Secomandi et Snelders (2010) signalent que la convergence des perspectives des professions traditionnelles établies depuis longtemps permettra de faire évoluer la pratique du design, en intégrant les savoirs qui sont souvent délaissés dans l’enseignement. Certains auteurs ont déjà tenté de jumeler différentes techniques dans les itérations de design d’interaction, au niveau du prototypage d’interfaces mobiles avec la méthode Agile-UX notamment (SHWARTZ et al. 2011). L’intégration de telles méthodes d’optimisation de la gestion des projets aide grandement les équipes de développement, mais ne permet pas nécessairement d’améliorer la communication entre les différents intervenants d’un projet de design, justement là où les principes du design de service prédominent. Globalement, la création d’un lien privilégié entre l’organisation et les utilisateurs assure une augmentation de la notoriété de l’entreprise (BOSSÉ, DUGUAY et ROCHON 2012).
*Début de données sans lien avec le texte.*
PR #401, opened 2022-11-25
Integrate "request permission to use" with user activation

### LINKED ISSUE #194: Consider making `request-permission-to-use` aware of user activation
The [dfn-obtain-permission](https://w3c.github.io/wake-lock/#dfn-obtain-permission) algorithm could probably take an additional bit in some shape or form prescribing whether user activation is required for showing a permission prompt if the permission state is "prompt".

E.g., the Wake Lock spec currently works around this limitation by essentially re-implementing its own version of this algorithm in [obtain-permission](https://w3c.github.io/wake-lock/#dfn-obtain-permission).

marcoscaceres:
Allows "request permission to use" to accept an optional promise.

The promise gets rejected if the page doesn't have transient activation. Also, when the promise is passed, the algorithm now consumes the user activation. If passed, the promise is resolved with the user's choice.

closes #194

### DIFF
--- a/index.html
+++ b/index.html
@@ -650,33 +650,52 @@
         </h3>
         <p>
           To <dfn data-lt="request permission to use|requesting permission to use" class=
-          "export">request permission to use</dfn> a |descriptor:PermissionDescriptor|, the user
-          agent must perform the following steps. This algorithm returns either
-          {{PermissionState/"granted"}} or {{PermissionState/"denied"}}.
+          "export">request permission to use</dfn> a |descriptor:PermissionDescriptor|, with
+          optionally a |promise:Promise|:
         </p>
         <ol class="algorithm">
+          <li>If |promise| was passed:
+            <ol>
+              <li>Let |global:Window| be |promise|'s [=relevant global object=].
+              </li>
+              <li>Let |document:Document| be |global|'s [=associated `Document`=].
+              </li>
+              <li>If |global| does not have [=transient activation=], [=queue a global task=] on
+              the [=user interaction task source=] given |global| to [=reject=] |promise| with a
+              "{{NotAllowedError}}" {{DOMException}} and abort these steps.
+              </li>
+              <li>Otherwise, [=consume user activation=] of |global|.
+              </li>
+            </ol>
+          </li>
           <li>Let <var>current state</var> be the |descriptor|'s <a>permission state</a>.
           </li>
           <li>If <var>current state</var> is not {{PermissionState/"prompt"}}, return <var>current
           state</var> and abort these steps.
           </li>
-          <li>Ask the user for <a>express permission</a> for the calling algorithm to use the
-          <a>powerful feature</a> described by |descriptor|.
-          </li>
-          <li>If the user gives [=express permission=] to use the powerful feature, return
-          {{PermissionState/"granted"}}; otherwise return {{PermissionState/"denied"}}. The user's
-          interaction may provide <a>new information about the user's intent</a> for this [=global
-          object/realm=] and other [=global object/realms=] with the <a>same origin</a>.
+          <li>Ask the user to choose whether they give [=express permission=] for the [=environment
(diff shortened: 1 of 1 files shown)


marcoscaceres:
Expected use would be something like:

1. Let |promise:Promise| be a [=newly created promise=] in |this|'s [=relevant realm=].
1. Return |promise| and in |parallel|:
   1. [=Request permission=] to use "my-api" with |promise|.
   1. [=React=] to [=promise=]:
     * If it's the case that |promise| is fulfilled with value {{PermissionState/"granted"}}, then:
        1.  ... do granted stuff...
     * If it's the case that |promise| is fulfilled with value {{PermissionState/"denied"}}, then:
        1. ... do denied stuff...

marcoscaceres:
I kinda like this, because it works for legacy APIs (e.g. Geolocation) and for new APIs.

annevk:
The expected usage there is wrong. You cannot react to a promise while in parallel. You'd have to queue a task.

Also, I think Notifications is currently a permission-thingie for which no user activation is required in one implementation (Chromium), but maybe that should be considered a bug.

index.html
```diff
@@ -650,33 +650,52 @@ <h3 id="requesting-more-permission">
...
+            <ol>
+              <li>Let |global:Window| be |promise|'s [=relevant global object=].
+              </li>
+              <li>Let |document:Document| be |global|'s [=associated `Document`=].
+              </li>
+              <li>If |global| does not have [=transient activation=], [=queue a global task=] on
+              the [=user interaction task source=] given |global| to [=reject=] |promise| with a
+              "{{NotAllowedError}}" {{DOMException}} and abort these steps.
+              </li>
+              <li>Otherwise, [=consume user activation=] of |global|.
```
annevk, line 667: I'm not sure this really works if "requesting permission to use" is called while in parallel as the transient activation check really has to happen in the main thread.

index.html
```diff
@@ -650,33 +650,52 @@ <h3 id="requesting-more-permission">
...
+          </li>
+          <li>Otherwise, [=queue a global task=] on the [=user interaction task source=] with
+          |promise|'s [=relevant global object=] to [=resolve=] |promise| with |result|.
+          </li>
         </ol>
         <p>
-          As a shorthand, <a>requesting permission to use</a> a {{DOMString}} |name|, is the same
-          as <a>requesting permission to use</a> a {{PermissionDescriptor}} with its
+          As a shorthand, <a>requesting permission to use</a> a {{DOMString}} |name| and |promise|,
+          is the same as <a>requesting permission to use</a> a {{PermissionDescriptor}} with its
```
miketaylr, line 698: `{{PermissionDescriptor/name}} member set to |name| and |promise|`?

index.html
```diff
@@ -650,33 +650,52 @@ <h3 id="requesting-more-permission">
         </h3>
         <p>
           To <dfn data-lt="request permission to use|requesting permission to use" class=
-          "export">request permission to use</dfn> a |descriptor:PermissionDescriptor|, the user
-          agent must perform the following steps. This algorithm returns either
-          {{PermissionState/"granted"}} or {{PermissionState/"denied"}}.
+          "export">request permission to use</dfn> a |descriptor:PermissionDescriptor|, with
+          optionally a |promise:Promise|:
```
jyasskin, line 654: We need to make call sites easy to read, and I don't think "request permission to use |descriptor| with |promise|" explains to readers what the promise is going to mean. Readers shouldn't need to click through in order to read the call site, which means the call site needs to mention [=transient activation=]. I think something like
```suggestion
          "export">request permission to use</dfn> a |descriptor:PermissionDescriptor|, optionally
          with [=transient activation=] consumed through a |promise:Promise|:
```
would be somewhat better, although "consumed through" is still obscure, and you might come up with better ideas.

annevk: In that case you should define a named parameter: https://infra.spec.whatwg.org/#algorithm-params. (It's not clear to me how a caller would invoke the suggestion.)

C’est en utilisant une approche basée sur les principes du service design, que l’étalement visuel des différentes données recueillies dans nos analyses permettra d’adapter le design du système en fonction des attentes des utilisateurs potentiels. La méthode proposée se définit en six étapes distinctes, chacune caractérisée par un livrable particulier, issu des artéfacts du design de services. Ces évidences visuelles, telles que détaillées au chapitre 4, ne sont pas immuables et se doivent d’être adaptées au contexte de développement.
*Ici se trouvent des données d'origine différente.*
PR #407, opened 2022-12-12
Export permissions task source

johannhof:
This is used in the Storage Access API:
https://privacycg.github.io/storage-access/#ref-for-dfn-permissions-task-source

***
<a href="https://pr-preview.s3.amazonaws.com/johannhof/permissions/pull/407.html" title="Last updated on Dec 12, 2022, 11:28 AM UTC (28c0715)">Preview</a> | <a href="https://pr-preview.s3.amazonaws.com/w3c/permissions/407/9aaca68...johannhof:28c0715.html" title="Last updated on Dec 12, 2022, 11:28 AM UTC (28c0715)">Diff</a>

### DIFF
--- a/index.html
+++ b/index.html
@@ -455,7 +455,7 @@
           Permissions task source
         </h3>
         <p>
-          The <dfn>permissions task source</dfn> is a [=task source=] used to perform
+          The <dfn class="export">permissions task source</dfn> is a [=task source=] used to perform
           permissions-related [=tasks=] in this specification.
         </p>
       </section>


annevk:
I'm not sure this makes sense. Shouldn't there be a single task queued that informs a document about a state (change) and that task is then used to do various things such as resolve promises or fire events?

As in, I would kinda expect the flow to be that other specifications ask something from Permissions with a set of completion steps and Permissions queues a task and runs those completion steps at the end of that task.

marcoscaceres (approved):

marcoscaceres:
Oops, approved before seeing Anne's comment. I was going to suggest something similar, in that it would be good if the permissions spec did more of the work.

marcoscaceres:
I've also just spotted another incorrect usage of the task source in a different spec... it's being used where the "user interaction task source" should be used.

miketaylr:
Looks like we're using it for `userAgentData.getHighEntropyValues` too: https://wicg.github.io/ua-client-hints/#dom-navigatorua-gethighentropyvalues. I'm guessing the intention was that the browser might reject based on implementation policy, i.e., something like "privacy budget", a user-setting or a "tracking protection" mode enabled. So it's kind of permission-y.

annevk:
Note that using the same task source is really only about relative ordering for the tasks going into that task source.

And since there's only ever really a single task as the result of an in parallel algorithm in the case of permissions, relative ordering might not even matter? I'm not as much of an event loop expert as I'd like to be though, so it would be good if that could be verified.

marcoscaceres (approved):

marcoscaceres:
Ok, closing this... let's make sure the integration points in the spec handle this correctly.

PR #416, opened 2023-06-12
replace cdn.w3.org by www.w3.org

deniak:
Simple PR to replace cdn.w3.org by www.w3.org (cdn.w3.org is going down) on the official ED.
[Respec has already been fixed](https://github.com/w3c/respec/pull/4442).


miketaylr (approved):
lgtm, thanks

Nous proposons donc la méthode SIX, qui se veut surtout un cadre de conception général, qui peut être utilisé par quiconque développant un système qui vise à combler des besoins et résoudre des problèmes. C’est davantage un processus qu’une méthode, mais comme l’approche SIX permet de structurer le design, nous pourrions en quelque sorte la qualifier de méthodologie. Mais les méthodes ne sont souvent pas basées sur une « vision », mais plutôt sur l’exécution d’instructions, ou sur ce qu’un designer doit faire (HEKKERT et VAN DJIK 2011). Il faut souligner que les six différentes phases sont dépendantes les unes des autres et doivent être considérées comme un tout. Là où la méthodologie gagne en flexibilité, c’est dans la génération des évidences visuelles. Les designers jouissent d’une grande liberté quant à l’adaptation physique de leurs artéfacts, mais ils respectent tous une ligne de conception conjointes, développée selon la théorie du design de services. Dans la méthode SIX, le « service » devient en quelque sorte le « contexte », et les « consommateurs » deviennent des « utilisateurs ». Ce changement de vocabulaire n’influence pas cependant les résultats de la démarche et son lien avec la théorie du design de services.

C’est donc par la définition des acteurs, via une collecte de données ethnométhodologique, que nous arriverons à définir un objectif de conception. En gardant ce dernier en tête, l’analyse du service actuel permettra d’identifier les différents points de contact et les points sensibles qui devront être améliorés, et qui constitueront plus tard le coeur des fonctionnalités de l’application. Avant de définir les fonctionnalités, il faut d’abord analyser les utilisateurs par la création de personas, à partir desquels nous pourrons reproduire les parcours utilisateurs dans le service actuel. Les données fournies par la génération des parcours permettront de définir les tâches futures à être implantées dans le système. Mises ensemble, toutes ces évidences visuelles serviront à l’élaboration des recommandations, qui permettront à l’équipe de conception de ne jamais perdre de vue les objectifs et les besoins des différents utilisateurs. Les six phases de la méthodologie mènent donc à la création d’un document de travail complet et basé sur les notions de visual thinking, reconnu pour être une aptitude, qui lorsque appliquée rigoureusement, résulte en la production d’idées nouvelles et originales (CALWELL 1999).

Rappelons que les exemples utilisés afin de fournir des visuels de la démarche sont les résultats sommaires du développement d’une nouvelle application fictive. Il est important de considérer que la méthodologie, utilisée tel quel, peut aussi permettre l’innovation d’application ou de services Web déjà existants. Les icônes utilisées proviennent de l’ensemble proposé par Stickdorn et Schneider (2010).